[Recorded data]

- - - - -

PR #5053, opened 2023-03-28
Enable address sanitizer in CI

justinchuby:


justinchuby:
==3231==ASan runtime does not come first in initial library list; you should either link runtime to your application or manually preload it with LD_PRELOAD.

jcwchen (commented):
> @jcwchen I remember you were able to link asan successfully? I am having a hard time doing that

I have tried ASAN for a while, but never succeeded... That's why I only enabled UBSan in my PR to faster unblock old issue.

andife:
@cyyever @justinchuby should we give that a new try with our current pipeline, or could it closed?

cyyever:
I want to try it

PR #5061, opened 2023-03-28
Clarify spec for Round, Ceil, Floor

yuanyao-nv:
### Description
Add this sentence to the spec for Round, Ceil, and Floor to be more precise about the behavior of these ops on infinity, NaN, +/- 0.0:
```
If input x is integral, +0, -0, NaN,  or infinite, x itself is returned.
```

### Motivation and Context
This is also how these ops are defined on the Linux man page, see https://linux.die.net/man/3/round, https://linux.die.net/man/3/ceil, https://linux.die.net/man/3/floor.

Numpy doesn't explicitly say this in their doc, but their behavior conforms with this.


gramalingam (commented):
Thanks!

Is this the same behavior at the hardware level (for whatever one you do know the answer for!) or, say IEEE floating-point spec, etc.? Just wondering, in case you know.

ArchRobison:
Yes, IEEE 754-2019 codifies the behavior. Section "5.9 Details of operations to round a floating-point datum to integral value". It includes an operation:
> roundToIntegralTiesToEven(x) rounds x to the nearest integral value, with halfway cases rounding to even.

and has a sentence covering all the float-to-float rounding operations:
> These operations convert zero operands to zero results of the same sign, and infinite operands to infinite results of the same sign.

Clause 6.2 covers says that quiet NaNs propagate unless otherwise specified.

gramalingam (approved):

PR #5063, opened 2023-03-28
Improve performance of make_attribute on iterable

jbachurski:
### Description

This PR updates the implementation of `make_attribute` to handle the case of iterables much more efficiently, by re-implementing how the `str | bytes` case gets handled. 

### Motivation and Context

Previously, `onnx.make_attribute` was really slow and had a major overhead in comparison to the pure protobuf interface. This PR addresses this by improving the performance on long integer lists twice-fold (as run on my somewhat old laptop, Intel i7-4700MQ):

```sh
$ python3 -m timeit -s "import onnx" -- "onnx.helper.make_attribute('name', list(range(10**6)))"
1 loop, best of 5: 1.64 sec per loop
$ python3 -m timeit -s "import onnx" -- "onnx.helper.make_attribute('name', list(range(10**6)))"
1 loop, best of 5: 732 msec per loop
```

The previous implementation always (even in the case the input was just integers) used an expensive `try..except` check to determine whether a value was `str | bytes`, in the `_to_bytes_or_false` function.


xadupre (approved):

jbachurski:
@xadupre @jcwchen Are we good to merge this now? Thank you!
There seem to be problems with CI freezing.

jcwchen (approved):

PR #5060, opened 2023-03-28
Parsing NodeProto and handling optional inputs of functions

gramalingam:
### Description
A few extensions/fixes:
(a) Expose node-level parsing in python, as it helps write node-level tests in python
(b) Fix an issue in function type/shape inference to support optional inputs.
(c) Add support for parsing/printing type-attributes

PR #5066, opened 2023-03-29
Parsing NodeProto and handling optional inputs of functions

gramalingam:
### Description

(Redo of [PR 5060](https://github.com/onnx/onnx/pull/5060))

A few extensions/fixes:
(a) Expose node-level parsing in python, as it helps write node-level tests in python
(b) Fix an issue in function type/shape inference to support optional inputs.
(c) Add support for parsing/printing type-attributes
(d) Add helper method to get attribute-value from a node


onnx/helper.py
```diff
@@ -658,6 +658,15 @@ def get_attribute_value(attr: AttributeProto) -> Any:
     raise ValueError(f"Unsupported ONNX attribute: {attr}")
 
 
+def get_node_attr_value(node: NodeProto, attr_name: str) -> Any:
+    matching = [x for x in node.attribute if x.name == attr_name]
+    if len(matching) > 1:
+        raise ValueError(f"Node has multiple attributes with name {attr_name}")
+    if len(matching) < 1:
```
jcwchen, line 665:
```suggestion
    if not matching:
```
tiny nit

jcwchen (approved):
LGTM. Thanks for extending parser!

onnx/helper.py
gramalingam: If this was the only condition, I would agree. But when we handle the 3 conditions (len > 1, = 1, < 1), it is better to be explicit. So, the symmetry with line 663 makes this better, IMHO.

onnx/shape_inference/implementation.cc
```diff
@@ -569,18 +569,24 @@ class ShapeInferenceImplBase {
...
+      auto& parameter_name = func_proto.input().Get(i);
+      auto* type_ptr = (i < num_actual_inputs) ? ctx.getInputType(i) : nullptr;
+      // nullptr is valid, and indicates a missing optional input
+      if (type_ptr != nullptr) {
+        // Use a temporary copy of original type.
+        // TODO: investigate whether we can eliminate use of temporary copy
+        types_cache[i] = *type_ptr;
+        value_types_by_name[parameter_name] = &types_cache[i];
+      } else
+        value_types_by_name[parameter_name] = nullptr;
```
jcwchen, line 585: https://github.com/onnx/onnx/issues/5212 onnx.shape_inference with data_prop might crash when there's a nested function, because `fail_type_inference("Input ", i, " type is missing.");` was changed to `value_types_by_name[parameter_name] = nullptr;` in this PR.

@gramalingam May I understand what the intention to store nullptr is? It seems dangerous when other wants to access value_types_by_name[name] from other code?

gramalingam: This is because we are generalizing type-inference for a function to handle functions with optional inputs. There will be no types present for a missing optional input. If it is crashing somewhere, that line needs to be updated to check if the type is present/absent and do something appropriate ... I may have overlooked some line of code that needs to be updated. Can you point me to the line that is crashing? Thanks!

BowenBao: This was retrieved from #5212
```
#0  0x00007ffecc66e86c in onnx::TypeProto::value_case (this=0x0) at /home/bowbao/onnx/.setuptools-cmake-build/onnx/onnx-ml.pb.h:11615
#1  0x00007ffecc71b18e in onnx::TypeProto::_internal_has_tensor_type (this=0x0) at /home/bowbao/onnx/.setuptools-cmake-build/onnx/onnx-ml.pb.h:11097
#2  0x00007ffecc71b1b2 in onnx::TypeProto::_internal_tensor_type (this=0x0) at /home/bowbao/onnx/.setuptools-cmake-build/onnx/onnx-ml.pb.h:11128
#3  0x00007ffecc71b1e6 in onnx::TypeProto::tensor_type (this=0x0) at /home/bowbao/onnx/.setuptools-cmake-build/onnx/onnx-ml.pb.h:11134
#4  0x00007ffecc8ce5b3 in onnx::<lambda(onnx::DataPropagationContext&)>::operator()(onnx::DataPropagationContext &) const (__closure=0x7fffffff7020, ctx=...)
    at /home/bowbao/onnx/onnx/defs/tensor/old.cc:5120
#5  0x00007ffecc8d6f3f in std::_Function_handler<void(onnx::DataPropagationContext&), onnx::GetOpSchema() [with T = onnx::Shape_Onnx_ver15]::<lambda(onnx::DataPropagationContext&)> >::_M_invoke(const std::_Any_data &, onnx::DataPropagationContext &) (__functor=..., __args#0=...) at /usr/include/c++/9/bits/std_function.h:300
#6  0x00007ffecc910695 in std::function<void (onnx::DataPropagationContext&)>::operator()(onnx::DataPropagationContext&) const (this=0x7fffffff7020, __args#0=...)
    at /usr/include/c++/9/bits/std_function.h:688
#7  0x00007ffecc90c22b in onnx::shape_inference::ShapeInferenceImplBase::process (this=0x7fffffff7300, n=...) at /home/bowbao/onnx/onnx/shape_inference/implementation.cc:447
```

BowenBao: https://github.com/onnx/onnx/blob/da892d3a061b2dea5dbb2fff74612f3af157236a/onnx/defs/tensor/old.cc#L5163-L5164

gramalingam: Ok, I suspect it has nothing to do with this PR. It must be due to a pending item: the checker and shape-inference wasn't updated to handle attribute-parameters with default-values in functions (which was added recently too). That's my guess at this point.

PR #5069, opened 2023-03-30
Faster reference implementation for operator Conv based on im2col

xadupre:
### Description
Current implementation of Operator Conv is very slow. This is a faster one based on im2col.

Measures with shape(X)=(1, 1, 64, 64), shape(kernel)=(3, 3), before time is 0.0033s, after time is 0.00075, > 4 times faster. This ratio is higher with bigger matrices.

### Motivation and Context
Performance.


onnx/reference/ops/op_conv.py
```diff
@@ -3,98 +3,48 @@
...
+        i = np.tile(kind.ravel(), n_C).reshape(-1, 1) + iind.reshape(1, -1)
+        indices.append(i)
+
+    d = np.repeat(np.arange(n_C), kernel_size).reshape(-1, 1)
+
+    nc = [(0, 0)] * 2
+    padding = [(pads[i], pads[i + n_dims]) for i in range(n_dims)]
+    X_padded = np.pad(X, tuple(nc) + tuple(padding), mode="constant")
+
+    getitem = (slice(0, m), d, *tuple(indices))
```
justinchuby, line 44:
```suggestion
    getitem = (slice(0, m), d, *indices)
```

nit

gramalingam:
A general idea (applies to both `conv` and `im2col`). It makes sense to me to support multiple implementations of an op (specifically, here, one may be slower/naive but easier to verify correct or read and understand, while another may be more efficient).

Shall we adopt some naming convention for the methods in the classes that implement the ops to support this? 

So, for example, your naive implementation of im2col can go back into the main class (instead of being in the testing code). We just use an appropriate suffix to distinguish the two implementations. Eg., may be add `_optimized` for the faster on. Or, add `_spec` to the naive implementation.

pyproject.toml
```diff
@@ -116,4 +116,5 @@ ban-relative-imports = "all"
 "onnx/reference/ops/aionnx_preview_training/__init__.py" = ["F401"]
 "onnx/reference/ops/aionnx_preview_training/_op_list.py" = ["F401"]
 "onnx/reference/ops/experimental/__init__.py" = ["F401"]
+"onnx/test/reference_evaluator_test.py": ["C408"]
```
justinchuby: I would add a comment on why we need to disable this. I think C408 can potentially be disabled all together if we see the use of dict() for creating kwargs.

onnx/reference/ops_optimized/__init__.py
```diff
@@ -7,4 +7,4 @@
 from onnx.reference.ops_optimized.op_conv_optimized import Conv
 
 
-__all__ = [conv]
+__all__ = [Conv]
```
justinchuby, line 10: It needs to be a string list

justinchuby: [“Conv”]

onnx/reference/reference_evaluator.py
```diff
@@ -11,6 +11,7 @@
 from onnx.defs import onnx_opset_version
 from onnx.onnx_pb import FunctionProto, GraphProto, ModelProto, NodeProto, TypeProto
 from onnx.reference.op_run import OpRun, RuntimeContextError
+from onnx.reference.ops_optimized import Conv as ConvOptimized
```
gramalingam, line 14: Nit: instead of hard-coding the list of optimized ops here, may be better to import a list of optimized ops from `onnx.reference.ops_optimized` ? So, users need to update only one place when adding a new op there?

onnx/reference/ops/experimental/op_im2col.py
```diff
@@ -4,7 +4,7 @@
 # pylint: disable=R0913,R0914,W0221
 
 from onnx.reference.ops.experimental._op_run_experimental import OpRunExperimental
-from onnx.reference.ops.op_conv import im2col
+from onnx.reference.ops_optimized.op_conv_optimized import im2col_fast
```
gramalingam, line 7: I am a bit confused: (i) Why is this under "experimental"? (ii) Why is this called the optimized version? Shouldn't it be in ops_optimized if it is an optimized version?

onnx/reference/reference_evaluator.py
xadupre: done

gramalingam (approved):

PR #406, opened 2020-02-01
Patch 2020 01 17

kei-gbf:
New Weapons
  * [x] [Soshu Masamune](https://gbf.wiki/Soshu_Masamune)
  * [x] [Spectral Cleaver](https://gbf.wiki/Spectral_Cleaver)

New Characters
  * [x] [Jin (SSR)](https://gbf.wiki/Jin)
  * [x] [Danua (SSR)](https://gbf.wiki/Danua_(SSR))


Groovman:
I merged the recent changes and tested the update. Different to D.Jeanne and Sara, Danua and Black Knight have emnity in steps. I added that step system too, and updated the support skill for both. Text and Translation is the same for both skills. I need to update the translation after that it is ready for merging.

PR #411, opened 2020-03-09
Fix real hp export for NVD3

Groovman:
In real hp export some hp values are null, ignored them on export to NVD3.


Groovman:
Please merge, minimal change.

kei-gbf:
I will try but I had not touch NVD3
Can you show the incorrect case ? or how to re-produce the bug.

- [x] I just know the general case, this patch will avoid the null value
  - [x] checked graphData[i][j] != null
  - [ ] but no check graphData[i][0] ? (I dont have info what is the graphData)
- [ ] the patch will change length of array, I don't know it is ok or no?

Groovman:
> I will try but I had not touch NVD3
> Can you show the incorrect case ? or how to re-produce the bug.
> 
> * [x]  I just know the general case, this patch will avoid the null value
>   
>   * [x]  checked graphData[i][j] != null
>   * [ ]  but no check graphData[i][0] ? (I dont have info what is the graphData)
> * [ ]  the patch will change length of array, I don't know it is ok or no?

Just add 2 sets with different max hp, when you set it to real hp, one has more or less hp and because of that different x and y coordinates getting created. The x coords for all sets are in the same array. y coords that have not a related x coord are null and tull when exporting the array, x coords that have a y coord that is null have to be ignored when exporting on real hp.

PR #412, opened 2020-03-15
Fix Sunya having wrong elemental ATK Up

Groovman:
Oversight Sunya should have Elemental ATK large but had med.

Skill name was listed under med skill, large skill was not added.

Fixed now.


Groovman:
Will be included in the patch for 2020-03-17, because needed for Mugen's harp.

PR #427, opened 2020-06-15
Updates till Patch 2020-06-13

Groovman:
https://gbf.wiki/News_2020
2020-03-20 -> 2020-06-13


OrkunKocyigit:
From what I see, 4* (Ancient) Perseus maxHP numbers are incorrect.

- - - - -

=== Problem description ===
Go through the data and gather every line that holds "when".

=== Exercise result ===
gramalingam: If this was the only condition, I would agree. But when we handle the 3 conditions (len > 1, = 1, < 1), it is better to be explicit. So, the symmetry with line 663 makes this better, IMHO.
jcwchen, line 585: https://github.com/onnx/onnx/issues/5212 onnx.shape_inference with data_prop might crash when there's a nested function, because `fail_type_inference("Input ", i, " type is missing.");` was changed to `value_types_by_name[parameter_name] = nullptr;` in this PR.
@gramalingam May I understand what the intention to store nullptr is? It seems dangerous when other wants to access value_types_by_name[name] from other code?
gramalingam, line 14: Nit: instead of hard-coding the list of optimized ops here, may be better to import a list of optimized ops from `onnx.reference.ops_optimized` ? So, users need to update only one place when adding a new op there?
Just add 2 sets with different max hp, when you set it to real hp, one has more or less hp and because of that different x and y coordinates getting created. The x coords for all sets are in the same array. y coords that have not a related x coord are null and tull when exporting the array, x coords that have a y coord that is null have to be ignored when exporting on real hp.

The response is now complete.